To optimize the control performance of the energy storage system, this study develops fuzzy control rules, using the SOH of the energy storage system and the active power variation relative to the previous minute as the input variables for the controller. The weight coefficient ω of the MPC is used as the control output to adaptively adjust the weight relationship between the energy storage battery’s output and the grid-connected power fluctuation suppression.
Specifically, under the same state of health of the energy storage battery, larger wind power fluctuations lead to greater energy storage output, while smaller wind fluctuations result in reduced output from the energy storage system. On the other hand, for the same wind power fluctuation, as the state of health of the energy storage battery decreases, its charging and discharging capacity is also reduced, which leads to a corresponding decrease in the energy storage output. Under the premise of meeting the grid connection requirements, this mechanism reduces the energy demand during the charging and discharging process, thus minimizing the negative impact on the battery’s health and balancing the trade-off between fluctuation suppression and battery lifespan.
This paper constructs the membership functions for the inputs and outputs using triangular shape functions, and designs the fuzzy linguistic values for each group as follows:
Input 1: This is the SOH value, with a continuous domain of [0.8, 1] and a fuzzy domain of {0.8, 0.85, 0.9, 0.95, 1}, corresponding to the fuzzy subsets {VS, S, M, L, VL}. These subsets represent the SOH values as {Very Small, Small, Medium, Large, Very Large}.
Input 2: At each moment, the change in active power of the wind farm relative to the previous minute has a continuous domain of [−20,000, 20,000], corresponding to a fuzzy domain of {−50,000, −30,000, −10,000, 10,000, 30,000, 50,000}, and the corresponding fuzzy subsets {NL, NM, NS, PS, PM, PL}. These subsets represent the current power fluctuation as {Negative Large, Negative Medium, Negative Small, Positive Small, Positive Medium, Positive Large}. When the discharge power signal is negative, it indicates a charging power signal.
Output: The continuous domain for the weight coefficient ω is [0, 1], with a fuzzy domain of {0, 0.0125, 0.0250, 0.0375, 0.0500, 0.0675, 0.0800, 0.0975, 1}, and the corresponding fuzzy subsets {ES, VS, S, MS, M, ML, L, VL, EL}. These subsets represent the weight coefficient values as {Extremely Small, Small, Medium Small, Medium, Medium Large, Large, Very Large, Extremely Large}.
Table 1 shows the specific fuzzy control rules.

4. Simulation Analysis

This Section presents the experimental results, their interpretation, and the experimental conclusions.
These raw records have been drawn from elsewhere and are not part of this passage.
PR #318, opened 2024-08-23
[java] implement global toggle to noop session commands

titusfortner:
# One-line summary

This allows users to put things like annotations and other sauce bindings specific code in frameworks and tests without needing to put conditionals everywhere

## Description
We need to make it as easy as possible for people to toggle between running on Sauce and running locally. Obviously there is a limit to how much can be done

## Types of Changes

## Considerations

* Is this the right system property name?
* Should we have a public setters/getters for this on Session class?
* I'm not positive this works the way we need it to in the test runner code, but I can't test it without building it.


nadvolod (approved):

titusfortner:
@nadvolod, fyi, I disabled the merge commit button for this repo. The best way to keep the log clean is to do a squash merge on PRs. That allows for a bunch of "tidy" type commits without needing to go into the permanent log.

PR #320, opened 2024-09-16
[java] update property name

titusfortner:
# One-line summary

Rename toggle property to be more descriptive

## Description
To toggle off Sauce code, set `sauce.disabled` to `"true"` rather than using `saucelabs` to `"false"`

## Types of Changes

- Refactor/improvements

## Updates:

* Allow disabling with environment variable as well as system property
* Rename Examples from `*Test.java` to `*Example.java`
* Run Examples sequentially after Tests to keep system property from propagating to other tests

### DIFF
--- a/java/main/pom.xml
+++ b/java/main/pom.xml
@@ -125,17 +125,41 @@
         <groupId>org.apache.maven.plugins</groupId>
         <artifactId>maven-surefire-plugin</artifactId>
         <version>3.1.2</version>
-        <configuration>
-          <properties>
-            <configurationParameters>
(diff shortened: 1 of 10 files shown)


diemol (commented):
I see some tests failing.

nadvolod:
@titusfortner do we need an acceptance test that validates that this behavior works as expected? I remember that you had concerns. I also see a bunch of `//TODO` in the `ToggleLocalExample.java`

nadvolod (approved):

diemol (approved):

4.1. Energy Storage Health Prediction

This Section uses a lithium-ion battery dataset provided by a company as the experimental object to train the energy storage health prediction algorithm and verify its accuracy. The dataset contains detailed charge and discharge cycle information, including the depth of discharge, the charge/discharge time, and the calendar aging time, i.e., the time since the battery was manufactured, which are used as input variables for the model. The capacity change recorded during each complete discharge process is used as the output variable. The GA-SVR algorithm’s accuracy in predicting the health status is validated based on this dataset.
The GA is used to optimize the SVR parameters, and the optimal SVR parameters are shown in Table 1. The model’s output obtained after the optimization of the three parameters is summarized in Table 2. In this study, the prediction results of the GA-SVR algorithm are compared with those of the Backpropagation (BP) algorithm, and the RMSE is used to evaluate prediction accuracy. The smaller the RMSE, the better the model’s prediction performance. Another metric is the coefficient of determination (R2 value), which reflects the model’s ability to explain the data. A value closer to one indicates a better model. Table 3 and Figure 4 show that the GA-SVR performs better than the BP in predicting the energy storage capacity loss and can more accurately predict the health status of the energy storage system.
Figure 4 illustrates the prediction performance of two algorithms, including their results on both the training and testing sets. Subplots (a) and (b) show the prediction performance of the BP algorithm, where subplot (a) represents the results on the training set, and subplot (b) shows the results on the testing set. Subplots (c) and (d) present the predictions of the algorithm proposed in this paper, where subplot (c) represents the results on the training set, and subplot (d) shows the results on the testing set. In each subplot, the blue dots represent the relationship between the predicted and actual values, with the horizontal axis indicating the predicted values and the vertical axis indicating the actual values. The yellow dashed line represents the ideal case where the predicted values exactly match the actual values. The closer the blue dots are to the yellow dashed line, the better the prediction performance is, with smaller deviations between the predicted and actual values, indicating higher prediction accuracy.
By comparing the predicted and measured data, the model fitting for two different datasets is analyzed. The health prediction results for the two forecasting algorithms are presented in Table 3. According to the parameter evaluation criteria outlined in Section 2.2.3, and based on the RMSE and R2 values derived from the prediction results, it is clear that the GA-SVR algorithm exhibits superior accuracy. The Table 4 below provides a comparison of the prediction performance between the GA-SVR and BP algorithms employed in this study. Since the table cannot accommodate all the experimental iterations, ’…’ is used to indicate the remaining data.
By inputting the battery’s charge and discharge data (including D, Tu, TC, and DOD), the degradation of the usable capacity over the simulation time can be obtained. The current battery SOH is then calculated as the ratio of the predicted total capacity degradation to the initial capacity. The following shows the comparison between the measured SOH values and the predictions from the two algorithms:
The table presents the measured battery health values and the prediction results obtained by the two methods for experiments 1 to 7. The first row of the table lists the experiment numbers, the second row shows the measured battery health values for each experiment, and the third and fourth rows display the values predicted by the two methods. The table shows that both prediction methods perform well; however, the method proposed in this paper outperforms the other method in terms of prediction accuracy.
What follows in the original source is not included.